Is Clinical Psychology Broken?
The distinguished panelists gathered for “The Future of Clinical Psychology,” a special event at the APS 22nd Annual Convention, agreed on one thing: People in the United States can be getting better mental health care. Everything else proved fair game for lively debate.
The event grew out of controversy sparked by a Psychological Science in the Public Interest (PSPI) report that proposed a new system of accrediting clinical psychology doctoral training programs. Currently, such programs are accredited by the American Psychological Association. The authors of the PSPI report contend that the existing accreditation system fails to ensure that clinical training programs produce practitioners who are versed in empirically validated treatments. The newly proposed system, called the Psychological Clinical Science Accreditation System (PCSAS), aims to create a new generation of therapists grounded in scientific thinking.
“One of the goals of creating the new accreditation system is … to really try and identify a particular approach to training that’s at the highest possible level of quality — that’s emphasizing research training,” said panelist and PCSAS Executive Director Richard McFall, Indiana University, a coauthor of the PSPI report. “Our accreditation system is really aimed at advancing the science of clinical psychology with an eye toward improving the health care and well-being of our citizens.”

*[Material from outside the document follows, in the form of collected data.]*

PR #3303, opened 2021-12-28
feat: Optional test for max number of items in ValueCollectionService::persist()

hectoras:
**Associated Jira issue:** [ADF-788]( https://oat-sa.atlassian.net/browse/ADF-788)

Feature needed by https://github.com/oat-sa/extension-tao-backoffice/pull/121

### DIFF
--- a/models/classes/Lists/Business/Service/ValueCollectionService.php
+++ b/models/classes/Lists/Business/Service/ValueCollectionService.php
@@ -84,7 +84,6 @@ class ValueCollectionService extends InjectionAwareService
 
     /**
      * @param ValueCollection $valueCollection
-     * @param int $maxItems
      *
      * @return bool
      *
--- a/models/classes/Lists/Business/Service/ValueCollectionService.php
+++ b/models/classes/Lists/Business/Service/ValueCollectionService.php
@@ -42,6 +42,9 @@ class ValueCollectionService extends InjectionAwareService
     /** @var ValueCollectionRepositoryInterface */
     private $repositories;
 
+    /** @var int */
+    private $maxItems = 0;
+
     public function __construct(ValueCollectionRepositoryInterface ...$repositories)
     {
         parent::__construct();
@@ -88,9 +91,9 @@ class ValueCollectionService extends InjectionAwareService
      * @throws ValueConflictException
      * @throws OverflowException
      */
-    public function persist(ValueCollection $valueCollection, int $maxItems = 0): bool
+    public function persist(ValueCollection $valueCollection): bool
     {
-        if ($maxItems > 0 && $valueCollection->count() > $maxItems) {
+        if ($this->maxItems > 0 && $valueCollection->count() > $this->maxItems) {
             throw new OverflowException("Collection exceeds the allowed number of items");
         }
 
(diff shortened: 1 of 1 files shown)


models/classes/Lists/Business/Service/ValueCollectionService.php
```diff
@@ -80,13 +81,19 @@ public function delete(ValueCollectionDeleteInput $input): void
...
      * @param ValueCollection $valueCollection
+     * @param int $maxItems
      *
      * @return bool
      *
      * @throws ValueConflictException
+     * @throws OverflowException
      */
-    public function persist(ValueCollection $valueCollection): bool
+    public function persist(ValueCollection $valueCollection, int $maxItems = 0): bool
```
gabrielfs7, line 91: What about centralize the control of max items? 

Example: Use `$this->getListService()->getMaxItems()` inside this class instead of a new parameter.

hectoras: I think this is used for remote lists as well.

[Lists::saveLists()](https://github.com/oat-sa/extension-tao-backoffice/blob/feature/ADF-788_maximum-elements/controller/Lists.php#L268) calls `ValueCollectionService::persist()` for local lists (with `maxItems` limit), but
 [Lists::sync()](https://github.com/oat-sa/extension-tao-backoffice/blob/feature/ADF-788_maximum-elements/controller/Lists.php#L190) also calls it for remote lists (with a `ValueCollection` obtained from a `RemoteSource`). I think in the later case we don't want to enforce the limit (as they are coming from a 3rd party), do we?
 
Maybe we can do that if we record the fact it is a remote list inside the `ValueColllection` somehow:
- `protected bool ValueColllection::$isRemote` maybe? But I don't think adding info about the source being local or remote to this domain entity would be a good idea
- Maybe having a subclass of `ValueCollection` for remote lists? But again it would add info about the data source to the domain layer

Another option would be having a separate operation for `persist()` in the service to deal with remote lists. We'd be adding info about the source being local or remote to the domain layer, but not to the collection itself. That may work, and would remove the max number of items from the controller on the persist operation (this is the option I like the most).

BTW keep in mind the controller still needs to know the limit (i.e. call `$this->getListService()->getMaxItems()`) in order to set up the max items limit for the frontend Javascript logic).

gabrielfs7: Maybe add to the `RdfValueCollectionRepository::persist()` method then?

gabrielfs7: Keeping this second parameter is like partially delegating the validation rules to the client of the class. It is like having a method `UserRepository::save(User $user, int $maxLoginLength)`.

hectoras: Sorry for the delay in the response, yesterday afternoon I was testing locally how to do this. Right now:

- I have removed the parameter from `ValueCollectionService::persist()`, as well as made additional changes to inject `SessionService` and `UserLanguageServiceInterface` on its constructor to prevent extending from the deprecated `InjectionAwareService` class
-  I'm passing `int $maxItems = 0` to `RdfValueCollectionRepository` constructor. To do so, I'm registering both `RdfValueCollectionRepository` and `ValueCollectionService` in `ListsServiceProvider`.

I'll try to commit those changes soon.

gabrielfs7: It is too complicated and List management is done in tao-core and tao-backoffice in a way that we cannot refactor right now.

We are closing the PR

gabrielfs7 (approved):

hectoras:
This was automatically released as [v48.74.0](https://github.com/oat-sa/tao-core/releases/tag/v48.74.0).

Representing APA, APS Fellow Steven Breckler acknowledged that the basic problem of improving mental health care exists. But the newly proposed system doesn’t provide any solutions, he argued.

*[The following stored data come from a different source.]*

PR #3312, opened 2022-01-04
feat: Do not ksort list items for types that are already sorted

hectoras:
**Associated Jira task:** [ADF-870](https://oat-sa.atlassian.net/browse/ADF-870)

`ElementMapFactory` calls `Property::getRange()` to get the allowed values (list items) for list-type properties.

This pull request makes `ElementMapFactory` to skip the sorting step (that is, the call to `ksort()`) for lists items if they belong to a list with a type among a pre-defined set of types (controlled by a new `PresortedListSpecification` class).

## Tasks
- [ ] [Add unit tests](https://oat-sa.atlassian.net/browse/ADF-922)


helpers/form/ElementMapFactory.php
```diff
@@ -23,6 +23,8 @@
 namespace oat\tao\helpers\form;
 
 use common_Logger;
+use oat\tao\model\Lists\Business\Specification\PresortedListSpecification;
```
mike-ionut-mihai-sandu-tao, line 26: can you optimize the imports please ,  as i assume the addon was just done on top

helpers/form/ElementMapFactory.php
```diff
@@ -98,6 +100,7 @@ public function create(core_kernel_classes_Property $property): ?tao_helpers_for
             FeatureFlagChecker::FEATURE_FLAG_LISTS_DEPENDENCY_ENABLED
         );
 
+        $parentProperty = null;
```
mike-ionut-mihai-sandu-tao, line 103: why ?

helpers/form/ElementMapFactory.php
```diff
@@ -163,11 +166,16 @@ public function create(core_kernel_classes_Property $property): ?tao_helpers_for
                             }
                         }
                     }
-                    ksort($options);
+
+                    if (!$this->getPresortedListSpecification()->isSatisfiedBy($property)) {
+                        ksort($options);
```
mike-ionut-mihai-sandu-tao, line 171: why do we need the ksort at all ?

helpers/form/ElementMapFactory.php
andreluizmachado, line 103: I believe that you do not need to initiate this variable here as you already do in line 105. Could you check it, please?

models/classes/Lists/Business/Specification/PresortedListSpecification.php
```diff
@@ -0,0 +1,84 @@
...
+use tao_helpers_form_elements_Radiobox;
+use tao_helpers_form_elements_Combobox;
+use tao_helpers_form_elements_Checkbox;
+use core_kernel_classes_Class;
+
+/**
+ * Presorted lists are lists that are considered "already sorted", so UI
+ * components can skip sorting the options for them.
+ */
+class PresortedListSpecification implements PropertySpecificationInterface
```
mike-ionut-mihai-sandu-tao, line 35: so instead of a ksort we are creating a new service that will setup a new core_kernel_classes_Class inside the constructor
and that does a very expensive get `getRange()` and some other logic 

i think this is a bit too much and will cost and decrease the performance

mike-ionut-mihai-sandu-tao (changes requested):
it looks like a nice coded solution but we need to think about performance also , 
so please reconsider and do not replace ksort with a functionality that has very expensive calls

models/classes/Lists/Business/Specification/PresortedListSpecification.php
```diff
@@ -0,0 +1,84 @@
...
+ * MERCHANTABILITY or FITNESS FOR A PARTICULAR PURPOSE.  See the
+ * GNU General Public License for more details.
+ *
+ * You should have received a copy of the GNU General Public License
+ * along with this program; if not, write to the Free Software
+ * Foundation, Inc., 51 Franklin Street, Fifth Floor, Boston, MA  02110-1301, USA.
+ *
+ * Copyright (c) 2022 (original work) Open Assessment Technologies SA.
+ */
+
```
andreluizmachado, line 20: is it possible to add strict_types declaration?

test/unit/models/classes/Lists/Business/Specification/PresortedListSpecificationTest.php
```diff
@@ -0,0 +1,192 @@
...
+ * This program is distributed in the hope that it will be useful,
+ * but WITHOUT ANY WARRANTY; without even the implied warranty of
+ * MERCHANTABILITY or FITNESS FOR A PARTICULAR PURPOSE.  See the
+ * GNU General Public License for more details.
+ *
+ * You should have received a copy of the GNU General Public License
+ * along with this program; if not, write to the Free Software
+ * Foundation, Inc., 51 Franklin Street, Fifth Floor, Boston, MA  02110-1301, USA.
+ *
+ * Copyright (c) 2021 (original work) Open Assessment Technologies SA;
```
andreluizmachado, line 18: 2022

test/Asset/CustomRootClassFixture.php
```diff
@@ -0,0 +1,36 @@
...
+ * Foundation, Inc., 51 Franklin Street, Fifth Floor, Boston, MA  02110-1301, USA.
+ *
+ * Copyright (c) 2022 (original work) Open Assessment Technologies SA.
+ */
+
+namespace oat\tao\test\Asset;
+
+use core_kernel_classes_Class;
+
+class CustomRootClassFixture extends core_kernel_classes_Class
```
andreluizmachado, line 25: Do we really need to create this stub class? Can't it be done by using mockBuilder? maybe an anonymous class?

helpers/form/ElementMapFactory.php
shpran: I think he added this to avoid a possible issue at [line 144](https://github.com/oat-sa/tao-core/blob/d61675218da1ff0a9cfb58562817bbf86d791caa/helpers/form/ElementMapFactory.php#L144)

As you can see there, we use this `$parentProperty`, but previously we initialized this one inside if-statement, so sometimes our property was not exists and might fail at this line.

models/classes/Lists/Business/Specification/PresortedListSpecification.php
shpran: https://github.com/oat-sa/tao-core/pull/3312#discussion_r783749039

helpers/form/ElementMapFactory.php
shpran: https://github.com/oat-sa/tao-core/pull/3312#discussion_r783749039

helpers/form/ElementMapFactory.php
shpran: I'm not sure, that we need this one, but I decided to keep this one to avoid any unexpected issues.

At the moment, I removed specification and moved `ksort` inside the if statement.
So, we will not use `ksort` for lists (local or remote), but we will keep this one for other properties, like `Item Model`, `Roles`, etc.
(In accordance with the task ACs)

Pint @mike-ionut-mihai-sandu-tao

helpers/form/ElementMapFactory.php
```diff
@@ -15,7 +15,7 @@
  * along with this program; if not, write to the Free Software
  * Foundation, Inc., 51 Franklin Street, Fifth Floor, Boston, MA  02110-1301, USA.
  *
- * Copyright (c) 2020-2021 (original work) Open Assessment Technologies SA;
+ * Copyright (c) 2020-2022 (original work) Open Assessment Technologies SA;
```
andreluizmachado, line 18: Do we already have automated tests covering these changes?

helpers/form/ElementMapFactory.php
```diff
@@ -162,12 +165,16 @@ public function create(core_kernel_classes_Property $property): ?tao_helpers_for
...
+
+                        ksort($options);
                     }
-                    ksort($options);
+
                     $sortedOptions = [];
-                    foreach ($options as $id => $values) {
+
+                    foreach ($options as $values) {
                         $sortedOptions[$values[0]] = $values[1];
```
andreluizmachado, line 175: What is value[0] and value[1]? shouldn't we validate if they are set or not?

helpers/form/ElementMapFactory.php
shpran: Nope, we didn't have any tests covering sorting

helpers/form/ElementMapFactory.php
shpran: Updated - now these variables are named.
About validation - there's no need, because we are filling this `$options` a bit upper 🙂

andreluizmachado (approved):

bartlomiejmarszal (changes requested):
Why there is no unit tests?

shpran:
> Why there is no unit tests?

Will be covered by unit tests in a separate task to avoid blocking the task, as this one is a sprint goal.
https://oat-sa.atlassian.net/browse/ADF-922

bartlomiejmarszal (approved):
LGTM

helpers/form/ElementMapFactory.php
hectoras: `ksort` is the former behavior.

Here I was keeping the call to `ksort()` for widget types that are not listed in the acceptance criteria from the ticket: For what I remember, the change to keep the former order should be applied only to:

-  _Single choice lists with Radio buttons_ ("list", `tao_helpers_form_elements_Radiobox::WIDGET_ID`)
-  _Single choice lists with Drop downs_ ("longlist", `tao_helpers_form_elements_Combobox::WIDGET_ID`) 
- `Multiple choice lists with Check box` ("multilist", `tao_helpers_form_elements_Checkbox::WIDGET_ID`)

My idea was to use `PresortedListSpecification` to check if the list was for one of those types and, only in that case, skip the `ksort` call.

models/classes/Lists/Business/Specification/PresortedListSpecification.php
hectoras: Please note `getRange()` call was already being called by the former code, here I was just moving that call along with the logic for what should and what should not be sorted to a separate class.

AntonNeviarouski:
QA verified

helpers/form/ElementMapFactory.php
hectoras: My former idea was to move the logic that checks if a list has to be sorted to a specification class (`PresortedListSpecification`) and test that part independently.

“Our view is that there are far more productive avenues to explore in addressing the problem than opening the Pandora’s box of yet another accreditation system,” said Breckler, who heads the science staff at APA.
One of these avenues is getting the work of clinical researchers into the hands of therapists in a form they can read, understand, and apply to their practice. Medicine has mastered this process. So has psychiatry. Yet psychology has not, said Breckler, in part because there’s “a poor appreciation for the life of a practicing psychologist on the front line.”
The panel, which was moderated by Joe Palca of National Public Radio, included two related experts who weighed in on the matter: APS Fellow Antonette Zeiss of the U.S. Department of Veteran Affairs, and APS Fellow Bruce Cuthbert of the National Institute of Mental Health.
In the ideal world, said Zeiss, all VA therapists would be trained as both clinicians and researchers. But the simple truth is that many licensed professionals aren’t familiar with all the latest evidence-based treatments, so the VA has developing its own, supplemental training system.
“I would love it if more people came to us already having had experience being trained to fully deliver these therapies, but in the meantime we’re stepping up to do what we can,” she said.
The bottom line, according to Zeiss, is that all possible therapies have to be available to patients, so they can work with clinicians to find the one best suited to their problem.
“How far we can push away from that [ideal] model in both directions — how much researchers can do a good job without clinical training, and how much clinicians can do a good job without research training — is a work in progress,” she said.
Cuthbert suggested that doctoral-trained clinical psychologists may be headed toward a day when they do less therapy and more oversight of nurses, masters-level practitioners, and others who can deliver care in a large number of cases.
“It could be that one of the roles for the clinical psychologist of the future is not so much as an hourly wage person delivering one-on-one therapy, but rather having the skills to organize, coordinate, and direct teams of professionals,” he said.
Toward the end of the discussion, Breckler argued that the new accreditation system doesn’t address the current shortage of therapists, because it only trains the trainers. McFall contended that the point of the system is more general — to “lead the way” into a new, highly scientific era of clinical psychology.